INTRODUCTION

Many interactions studied in the biological and biomedical sciences occur with receptors at membrane surfaces. Prominent examples are neuroreceptors, cytokine receptors, ligand-gated ion channels, G protein-coupled receptors (GPCRs), and antibody and cytokine receptors. Interactions with these receptors are especially important to academics and the pharmaceutical industry as almost half of the 100 best-selling drugs on the market are targeted to a membrane receptor. To better understand the binding mechanisms of ligands with these receptors, the ligand-receptor interactions must be probed directly in vivo or in reconstituted membrane systems. Most techniques for detailed kinetic analysis of molecular recognition events are applied in solution phase using a truncated, soluble form of the receptor. Membrane receptors, however, possess significant hydrophobic domains and are likely to have different tertiary structures and binding affinities in solution relative to those occurring in a membrane environment.
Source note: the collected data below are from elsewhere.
PR #684, opened 2023-05-30
CalorimeterHitReco: proper handling for segmentation for dimension

veprbl:
Not all segmentation types will be ordered as XYZ. One notable example: CartesianStripZ gives only one dimension, which triggers ASAN error.

This implements only support for CartesianGridXY. It is assumed that we should be looking to deprecate dimension field from EDM4eic. Hence, this implementation only fixes the case which have worked before. The case where wrong coordinates were set before will now report warnings and use the cartesian bounding box.

### DIFF
--- a/src/algorithms/calorimetry/CalorimeterHitReco.cc
+++ b/src/algorithms/calorimetry/CalorimeterHitReco.cc
@@ -208,10 +208,18 @@ void CalorimeterHitReco::AlgorithmProcess() {
 //                dd4hep::Position(gpos.x(), gpos.y(), gpos.z()));//dd4hep::Position(gpos.x, gpos.y, gpos.z)
         std::vector<double> cdim;
         // get segmentation dimensions
-        if (converter->findReadout(local).segmentation().type() != "NoSegmentation") {
-            cdim = converter->cellDimensions(cellID);
+        auto segmentation_type = converter->findReadout(local).segmentation().type();
+        auto cell_dim = converter->cellDimensions(cellID);
+        if (segmentation_type == "CartesianGridXY") {
+            cdim.resize(3);
+            cdim[0] = cell_dim[0];
+            cdim[1] = cell_dim[1];
             m_log->error("Using segmentation for cell dimensions: {}", fmt::join(cdim, ", "));
         } else {
+            if (segmentation_type != "NoSegmentation") {
+                m_log->warn("Usupported segmentation type \"{}\"", segmentation_type);
+            }
+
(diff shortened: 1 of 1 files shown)


veprbl:
This has been branched off from #2010, where it fixes reconstruction under ASAN.

src/algorithms/calorimetry/CalorimeterHitReco.cc
```diff
@@ -208,21 +208,31 @@ void CalorimeterHitReco::AlgorithmProcess() {
...
         std::vector<double> cdim;
         // get segmentation dimensions
-        if (converter->findReadout(local).segmentation().type() != "NoSegmentation") {
-            cdim = converter->cellDimensions(cellID);
+        auto segmentation_type = converter->findReadout(local).segmentation().type();
+        auto cell_dim = converter->cellDimensions(cellID);
+        if (segmentation_type == "CartesianGridXY") {
+            cdim.resize(3);
+            cdim[0] = cell_dim[0];
+            cdim[1] = cell_dim[1];
```
wdconinc, line 216: Just confirming, this doesn't leave undefined `cdim[2]`?

veprbl: Yes, resize requires `T` to be `DefaultInsertable`. In order to not zero the appended items, one would need to provide a custom `Allocator`, which we, obviously, don't do.

wdconinc (approved):
Looks good.

src/algorithms/calorimetry/CalorimeterHitReco.cc
```diff
@@ -208,21 +208,31 @@ void CalorimeterHitReco::AlgorithmProcess() {
...
         } else {
+            if (segmentation_type != "NoSegmentation") {
+                m_log->warn("Usupported segmentation type \"{}\"", segmentation_type);
+            }
+
             // Using bounding box instead of actual solid so the dimensions are always in dim_x, dim_y, dim_z
             cdim = converter->findContext(cellID)->volumePlacement().volume().boundingBox().dimensions();
             std::transform(cdim.begin(), cdim.end(), cdim.begin(),
                            std::bind(std::multiplies<double>(), std::placeholders::_1, 2));
+            m_log->error("Using bounding box for cell dimensions: {}", fmt::join(cdim, ", "));
```
wdconinc, line 227: Were these `error`s intended to be `debug`s? Physics benchmark now looks like https://eicweb.phy.anl.gov/EIC/benchmarks/physics_benchmarks/-/jobs/1659794 ...

Issue #700, opened 2023-06-05
HcalEndcapNRecHits segmentation PolarGridRPhi2 unsupported in CalorimeterHitReco


wdconinc:
The HcalEndcapN uses a [PolarGridRPhi2](https://github.com/AIDASoft/DD4hep/blob/master/DDCore/src/PolarGridRPhi2.cpp) segmentation. This is [unsupported in CalorimeterHitReco](https://github.com/eic/EICrecon/blob/main/src/algorithms/calorimetry/CalorimeterHitReco.cc#LL220C37-L220C37), resulting in a warning for each event.

PR #701, opened 2023-06-05
feat: support PolarGridRPhi2 segmentation in CalorimeterHitReco

wdconinc:
This supports PolarGridRPhi2 segmentations in CalorimeterHitReco, similar to the CartesianGridXY. [As far as I know](https://github.com/search?q=repo%3Aeic%2Fepic%20PolarGridRPhi2&type=code), only used by HcalEndcapN so impact needs to be assessed by that group.

- [x] Bug fix (issue #700)
- [ ] New feature (issue #__)
- [ ] Documentation update
- [ ] Other: __

Maybe, cell dimension not written as bounding box but as actual cell dimensions, may affect clustering downstream.

Yes, cell dimension not written as bounding box but as actual cell dimensions, may affect clustering downstream.

### DIFF
--- a/src/algorithms/calorimetry/CalorimeterHitReco.cc
+++ b/src/algorithms/calorimetry/CalorimeterHitReco.cc
@@ -215,9 +215,14 @@ void CalorimeterHitReco::AlgorithmProcess() {
             cdim[0] = cell_dim[0];
             cdim[1] = cell_dim[1];
             m_log->error("Using segmentation for cell dimensions: {}", fmt::join(cdim, ", "));
+        } else if (segmentation_type == "PolarGridRPhi2") {
+            cdim.resize(3);
+            cdim[0] = cell_dim[0];
+            cdim[1] = cell_dim[1];
+            m_log->error("Using segmentation for cell dimensions: {}", fmt::join(cdim, ", "));
         } else {
             if (segmentation_type != "NoSegmentation") {
-                m_log->warn("Usupported segmentation type \"{}\"", segmentation_type);
+                m_log->warn("Unsupported segmentation type \"{}\"", segmentation_type);
             }
 
             // Using bounding box instead of actual solid so the dimensions are always in dim_x, dim_y, dim_z


src/algorithms/calorimetry/CalorimeterHitReco.cc
```diff
@@ -215,9 +215,14 @@ void CalorimeterHitReco::AlgorithmProcess() {
...
             m_log->debug("Using segmentation for cell dimensions: {}", fmt::join(cdim, ", "));
+        } else if (segmentation_type == "PolarGridRPhi2") {
+            cdim.resize(3);
+            cdim[0] = cell_dim[0];
+            cdim[1] = cell_dim[1];
+            m_log->debug("Using segmentation for cell dimensions: {}", fmt::join(cdim, ", "));
         } else {
             if (segmentation_type != "NoSegmentation") {
-                m_log->warn("Usupported segmentation type \"{}\"", segmentation_type);
+                m_log->warn("Unsupported segmentation type \"{}\"", segmentation_type);
```
wdconinc, line 225: Gratuitous typo correction.

src/algorithms/calorimetry/CalorimeterHitReco.cc
```diff
@@ -215,9 +215,14 @@ void CalorimeterHitReco::AlgorithmProcess() {
             cdim[0] = cell_dim[0];
             cdim[1] = cell_dim[1];
             m_log->debug("Using segmentation for cell dimensions: {}", fmt::join(cdim, ", "));
+        } else if (segmentation_type == "PolarGridRPhi2") {
+            cdim.resize(3);
+            cdim[0] = cell_dim[0];
+            cdim[1] = cell_dim[1];
```
veprbl, line 221: Makes no sense to implement this one. Downstream code expects things to be comparable in XYZ with cm as units.

wdconinc: So is bounding box what we want? We should at least be explicit about it.

veprbl: No, we don't want it either, and likely we simply don't use the `dimensions` field for EndcapNHcal, at least in clusterer. This design is broken, I will be pushing to drop this eventually.

wdconinc: But we should do something that doesn't cause an error message for every event. It's affecting ops.

veprbl: Didn't we hide the message into debug?

wdconinc: Not the message for when the segmentation isn't recognized. That's still a warning, as it probably should be.

PR #702, opened 2023-06-05
CalorimeterHitReco: warn about unsupported segementation only once

veprbl:
There doesn't seem to be a warn_once facility in spdlog and algorithms are not supposed to rely on common services, so the flag is implemented inline.

Resolves: #700
Closes: #701


wdconinc:
Not sure how a `warn_once` would be implemented in a service. It would seem to need to keep track of all callers, which would impose a different calling syntax...

That said, is `call_once` potentially appropriate here, https://en.cppreference.com/w/cpp/thread/call_once ?

wdconinc (approved):
In any case, this is fine and ready for merging. We can think about how to implement warn_once consistently in a different PR.

veprbl:
> Possibly we can collapse duplicates instead, https://github.com/gabime/spdlog/blob/v1.x/include/spdlog/sinks/dup_filter_sink.h .

Saw that. It looks like it won't help with the interleaved messages.

PR #716, opened 2023-06-14
fix: CKF makes tracks instead of particles

osbornjd:
This PR changes the default behavior of the CKF to make `edm4eic::Tracks` instead of `edm4eic::ReconstructedParticles`, where a track would be preferable since we won't necessarily have calo/PID information yet. This prefaces changes to the vertexing EDM which will better accommodate vertex to track relations.

To keep the default behavior the same, there is a new factory added that just converts the tracks to reconstructed particles in the same way that is currently done. This way, there should be no effect to the downstream physics output. At some point down the road this could be modified to e.g. add more detailed information (e.g. calo/PID info), or just removed completely by another module that actually combines all of the subsystem information.

- [x] Bug fix (issue #__)
- [ ] New feature (issue #__)
- [ ] Documentation update
- [ ] Other: __

No
No


osbornjd:
Marked as draft as I'm interested to see if this breaks the CI at all, I can't tell any changes from my local tests.

PR #720, opened 2023-06-29
feat: more modern CMake by using targets instead of include_directories

wdconinc:
This aims to modernize, simplify, and in some cases make more robust the CMake configuration. Primarily this involves removing constructs like `set(Acts_INCLUDE_DIR ${Acts_DIR}/../../../include)` which are prone to change, and are not necessary when using targets such as `ActsCore`, etc. This PR also removes a number of unused blocks of code.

This approach is limited to receptors containing a single transmembrane domain and does not allow the study of signaling cascades triggered by ligand binding to a receptor or the investigation of complex membrane proteins that often homo- or heterodimerize. However, in the last 10 years there has been significant progress in the development of techniques that allow the analysis of membrane-associated ligand–receptor interactions in a model resembling their native membrane environment.

Biophysical techniques such as patch clamping, magic angle spinning nuclear magnetic resonance (MAS-NMR), fluorescence correlation spectroscopy, fluorescence resonance energy transfer, and analytical ultracentrifugation have been applied to the analysis of binding to whole cells, membrane protoplasts, and proteoliposomes.